Прямо перед ними был алтарь. Много свечей пылало перед местными иконами, к ним прибавлялись все новые, а они не смели и подать на свечу. Михайла тосковал по сынишке, а Марья терзалась жгучим раскаянием.
Ей чудилась другая женщина, мать Николки, и эта женщина смотрела на нее неотступно грустными глазами, и в ушах Марьи слышался ужасный шепот: ‘Что ты с ним сделала?’

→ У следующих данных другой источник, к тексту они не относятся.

PR #2519, opened 2018-01-05
fixed template_BASH_sebool_var with valid bash syntax

### LINKED ISSUE #2513: xccdf_org.ssgproject.content_rule_sebool* bash fix scripts are broken
#### Description of problem:
The generated bash fix scripts for xccdf_org.ssgproject.content_rule_sebool* produce non functional bashcode.

The error received when running these is: `setsebool: illegal value var_abrt_upload_watch_anon_write for boolean abrt_upload_watch_anon_write`

0.1.36-1.el7.centos

#### Steps to Reproduce:

1. Run any of the remediation scripts for xccdf_org.ssgproject.content_rule_sebool*

#### Actual Results:
`setsebool: illegal value var_auditadm_exec_content for boolean auditadm_exec_content`

#### Expected Results:
SELinux boolean is successfully set

The generated scripts contain the following logic:
```
var_abrt_anon_write="false"

setsebool -P abrt_anon_write var_abrt_anon_write
```

The variable in the setsebool command should be prefixed with a `$` in order to be considered a variable by bash, but since it isn't, the error occurs.

#### Suggested Fix:
I think the issue is with the following script : shared/templates/template_BASH_sebool_var
Specifically line 11: `setsebool -P %SEBOOLID% var_%SEBOOLID%`

Assuming that `$` does not have any special meaning to the template mechanism that generates the remediation scripts, the fix should be as simple as replacing the line above with: `setsebool -P %SEBOOLID% $var_%SEBOOLID%`

nathanpeters008:
#### Description:

Added a `$` to var_%SEBOOLID%

#### Rationale:

The current template is broken, and generates bash fix scripts that result in the following error because bash variables must be prefixed with a `$`: `setsebool: illegal value var_abrt_upload_watch_anon_write for boolean abrt_upload_watch_anon_write`

- Fixes #2513

### DIFF
--- a/shared/templates/template_BASH_sebool_var
+++ b/shared/templates/template_BASH_sebool_var
@@ -8,4 +8,4 @@
 . /usr/share/scap-security-guide/remediation_functions
 populate var_%SEBOOLID%
 
-setsebool -P %SEBOOLID% var_%SEBOOLID%
+setsebool -P %SEBOOLID% $var_%SEBOOLID%


yuumasato:
Ack, thanks for catching this.

PR #2521, opened 2018-01-05
Fixing reference to outdated PAM configuration manual

dahaic:
#### Description:

- Fixed reference to PAM configuration manual

#### Rationale:

- PAM configuration manual probably moved to different location, thus URL in our guides https://www.kernel.org/pub/linux/libs/pam/Linux-PAM-html/ no longer works


mpreisler:
ACK

PR #2522, opened 2018-01-06
fix kernel_module_loading checks to work properly on 64 bit systems

### LINKED ISSUE #2227: False failures for audit_rules_kernel_module_loading init and delete?
Testing the `stig-rhel7-disa` profile, and it is reporting an error when remediating `audit_rules_kernel_module_loading_delete` and `audit_rules_kernel_module_loading_init`. The report says:
> Failed to verify applied fix: Checking engine returns: fail

However, when I inspect the system, the rules are present.

```
# grep init_module /etc/audit/audit.rules /etc/audit/rules.d/*
/etc/audit/audit.rules:-a always,exit -F arch=b64 -S init_module -k modules
/etc/audit/rules.d/modules.rules:-a always,exit -F arch=b64 -S init_module -k modules
# grep delete_module /etc/audit/audit.rules /etc/audit/rules.d/*
/etc/audit/audit.rules:-a always,exit -F arch=b64 -S delete_module -k modules
/etc/audit/rules.d/modules.rules:-a always,exit -F arch=b64 -S delete_module -k modules
```

Looking at the OVAL check, and I believe the logic results in requiring **both** b64 and b32 rules:

- https://github.com/OpenSCAP/scap-security-guide/blob/master/shared/templates/static/oval/audit_rules_kernel_module_loading_init.xml#L12-L38
- https://github.com/OpenSCAP/scap-security-guide/blob/master/shared/templates/static/oval/audit_rules_kernel_module_loading_delete.xml#L12-L38

I was under the impression that only the rules matching the system arch needed to be present, and the remediation scripts state the same thing:

- https://github.com/OpenSCAP/scap-security-guide/blob/master/shared/templates/static/bash/audit_rules_kernel_module_loading_init.sh
- https://github.com/OpenSCAP/scap-security-guide/blob/master/shared/templates/static/bash/audit_rules_kernel_module_loading_delete.sh

So, what's the fix? Patch the OVAL files, or the remediation scripts? Or am I just wrong about the OVAL logic?

nathanpeters008:
#### Description:

The OVAL checks for audit_rules_kernel_module_loading_init and audit_rules_kernel_module_loading_delete will fail if you don't have an audit rule for 32 bit kernel init and delete on 64 bit systems.

This PR fixes those checks to properly only require 32 bit rules on 32 bit systems and 64 bit rules on 64 bit systems.

#### Rationale:

For discussion see : https://github.com/OpenSCAP/scap-security-guide/issues/2227

32 bit kernel modules cannot be loaded on 64 bit systems so auditing loading of 32 bit kernel modules on 64 bit systems is not necessary.

- Fixes #2227

### DIFF
--- a/shared/checks/oval/audit_rules_kernel_module_loading_delete.xml
+++ b/shared/checks/oval/audit_rules_kernel_module_loading_delete.xml
@@ -8,44 +8,44 @@
       </affected>
       <description>The audit rules should be configured to log information about kernel module loading and unloading.</description>
     </metadata>
-      <criteria operator="OR">
 
-        <!-- Test the augenrules case -->
-        <criteria operator="AND">
-          <extend_definition comment="audit augenrules" definition_ref="audit_rules_augenrules" />
-          <criteria operator="OR">
-            <!-- System isn't 64-bit => we check presence of 32-bit version of delete_module audit DAC rule -->
-            <criteria operator="AND">
-              <extend_definition comment="32-bit system" definition_ref="system_info_architecture_x86" />
-              <criterion comment="audit augenrules 32-bit delete_module" test_ref="test_32bit_ardm_delete_module_augenrules" />
-            </criteria>
-            <!-- System is 64-bit => we check presence of 64-bit version of delete_module audit DAC rule -->
-            <criteria operator="AND">
-              <extend_definition comment="64-bit system" definition_ref="system_info_architecture_64bit" />
-              <criterion comment="audit augenrules 64-bit delete_module" test_ref="test_64bit_ardm_delete_module_augenrules" />
-            </criteria>
+    <criteria operator="OR">
+
+      <!-- Test the augenrules case -->
+      <criteria operator="AND">
+        <extend_definition comment="audit augenrules" definition_ref="audit_rules_augenrules" />
+        <criteria operator="OR">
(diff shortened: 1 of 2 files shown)


shared/checks/oval/audit_rules_kernel_module_loading_delete.xml
```diff
@@ -8,34 +8,44 @@
       </affected>
       <description>The audit rules should be configured to log information about kernel module loading and unloading.</description>
     </metadata>
+	  
+      <criteria operator="OR">
```
mpreisler: minor nitpick, the indents are borked here

nathanpeters008:
@mpreisler good catch, thanks.  I had been editing this in multiple editors and didn't realize one was set to tabs instead of spaces.

It should be fixed now.

mpreisler:
https://github.com/GovReady/govready/issues/65#issuecomment-68658479 might be relevant here (thanks @redhatrises for the reference)

nathanpeters008:
@mpreisler I have created https://github.com/OpenSCAP/scap-security-guide/pull/2532

If you decide that the logic that you can actually boot a 64 bit system into a 32 bit kernel is actually correct, then please merge that branch instead and reject this PR.

nathanpeters008:
Closing this request as it was decided that https://github.com/OpenSCAP/scap-security-guide/pull/2532 was the correct fix.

Служба шла. Отчитали шестопсалмие, открылись потом царские врата, притч вышел к иконе на середину Церкви, и раздалось величание родившемуся Младенцу. Потом пошли кадить в алтарь, и голоса детей из сельской школы тихо и стройно стали повторять слова величания. В это время Марья, широко раскрытыми глазами смотревшая вперед, дернула мужа.
— Видишь, — сказала она, чуть не задыхаясь, — Николки душенька по Церкви ходит.
— Вижу, отозвался Михайла.
Действительно, Николка в старом полушубке и валенках, держал в руках старый картузишко, видимо, только для Михайлы и Марьи, ходил по Церкви. Он шел за священником, входил за ним в алтарь, вышел назад и пошел за ним по Церкви. И, когда священник, недалеко от Михайлы и Марьи, покадил в их сторону, шедший за священником Николка, низко им поклонился.
— Поедем домой. Мочи нет моей, — шепнула Марья мужу, и они вышли из Церкви и поехали домой другим путем.
Не смела Марья молиться, но в уме ее стояла одна мысль, — что Бог велик и что Он мог бы сделать так, как будто ничего этого не было. С сокрушенною душой, сознавая себя последнею из грешниц, входила она в избу. Лампада теплилась перед иконой Скорбящей и образами в золотых бумажках. На лавке под образами тихо спал в полушубке, картузишке и валенках живой, невредимый Николка…
А по всей вселенной всю ту ночь ходила великая Божия сила.